Going through the entries below, copy out each line that contains "reports".

BEGIN

PR #100, opened 2018-06-20
Imron/garbage monitor

imron:
Calling `gc.collect()` in the main agent loop based on a new config option: `garbage_collection_interval`.

This defaults to 300 seconds (5 minutes).  Set it to <= `config_change_check_interval` to collect garbage every iteration of the main loop.  Set it to <= 0 to disable collection.

The collecter will run exactly every `garbage_collect_interval` seconds.  Rather it runs on the next iteration of the main loop after the `garbage_collect_interval` has expired.

For example, if the `config_change_check_interval` is set to 10 and the `garbage_collect_interval` is set to 15, then it will take at least 20 seconds before garbage collection is performed - the first iteration occurs at t+10 and `garbage_collect_interval` hasn't expired, then the garbage collect interval expires at t+15 but the main loop is still blocked.  When the main loop wakes at t+20 it notices that the garbage collect interval has expired and so performs the collection.  The next collection will occur at t+30.

Also, the `garbage_monitor` has a new flag `disable_garbage_collection_before_dump` that disables garbage collection before doing a dump of garbage objects.

### DIFF
--- a/scalyr_agent/agent_main.py
+++ b/scalyr_agent/agent_main.py
@@ -34,6 +34,7 @@
 __author__ = 'czerwin@scalyr.com'
 
 import errno
+import gc
 import os
 import sys
 import time
@@ -733,6 +734,9 @@ class ScalyrAgent(object):
 
                 config_change_check_interval = self.__config.config_change_check_interval
 
+                gc_interval = self.__config.garbage_collect_interval
+                next_gc_time = current_time + gc_interval
+
                 while not self.__run_state.sleep_but_awaken_if_stopped( config_change_check_interval ):
 
                     current_time = time.time()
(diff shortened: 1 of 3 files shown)


imron:
Added the ability to monitor live objects.

Unfortunately there doesn't seem to be a way to hot reload monitors for an already running agent so you won't be able to monitor live objects without stopping and starting the agent.

scalyr_agent/agent_main.py
```diff
@@ -790,6 +794,12 @@ def __run(self, controller):
                             # Update the debug_level based on the new config.. we always update it.
                             self.__update_debug_log_level(new_config.debug_level)
 
+                        # see if we need to perform a garbage collection
+                        if gc_interval > 0 and current_time > next_gc_time:
```
czerwingithub: Why not just write the second clause as `current_time > last_gc_time + gc_interval`.  If you do that, then you do not need to do the little bit of odd dance you do below to make sure you properly update the `next_gc_time` based on the new `gc_interval`.

imron: Good idea!  Sometimes you miss the forest because of all the trees.  Update coming shortly.

imron:
Ok, that change above is now in.

PR #378, opened 2020-01-28
Submit code coverage reports to codecov

Kami:
Small change which updates existing ``coverage`` Circle CI job to submit combined / aggregated coverage data to codecov.io service.

This means that in addition to the raw plain text code coverage output which is currently displayed in the Circle CI job output we now also get nicer visualization such as this one - https://codecov.io/gh/scalyr/scalyr-agent-2/branch/submit_code_coverage_to_codecov.

In addition to the nice web based visualization, we also get two other things:

1. Pull request comments with information about coverage for a specific PR
2. Ability to define a coverage threshold (either absolute or relative) and fail a PR via Github status check if that threshold is not reached

### DIFF
--- a/.circleci/.coveragerc_ci
+++ b/.circleci/.coveragerc_ci
@@ -2,10 +2,10 @@
 source =
     /home/circleci/scalyr-agent-2/
     /usr/share/scalyr-agent-2/py/
-    
+
 [report]
 skip_covered=True
 omit =
+    */.virtualenvs/*
     */venv/*
     */third_party*/*
-    */scalyr-agent/tests/*
--- a/.circleci/config.yml
+++ b/.circleci/config.yml
@@ -300,7 +300,7 @@ jobs:
           command: |
             virtualenv venv
             source venv/bin/activate
-            pip install coverage
+            pip install coverage "codecov==2.0.15"
             mkdir -p cov
             cp .circleci/.coveragerc_ci cov/.coveragerc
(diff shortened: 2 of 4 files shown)


Kami:
I believe the path remapping and PR comments should be enabled once codecov.yml file is added / merged into master branch.

Kami:
All right, this is now all hooked up and ready for a review.

The PR comments are now also working, but they are not much use until this is merged into master and the coverage can be compared against the base coverage from master.

Kami:
I pushed a small change to also include coverage for the actual test files.

This affect whole project coverage number, but it's useful since it allows us to make sure that all the tests are indeed correctly covered and executed.

If other people think this adds some confusion, coverage data for actual tests can be removed (codecov.io also allows you to partition / organize coverage reports per arbitrary flags (https://docs.codecov.io/docs/flags) so that's another option to organize the coverage reports into).

Kami:
I noticed the pull request comments don't appear to be working.

I believe this may be related to the current merging strategy (squash / rebase instead of merge commits).

I believe this confuses codecov since it means it can't find the base commit for a particular PR change once other PRs are merged into master because those merges change and rewrite git history.

Codecov docs (https://docs.codecov.io/docs/comparing-commits) claim rebase approach is indeed supported, but I need to verify that.

It may well be that rebase approach is supported, but not the rebase + squash.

END

Task solution:
Submit code coverage reports to codecov
If other people think this adds some confusion, coverage data for actual tests can be removed (codecov.io also allows you to partition / organize coverage reports per arbitrary flags (https://docs.codecov.io/docs/flags) so that's another option to organize the coverage reports into).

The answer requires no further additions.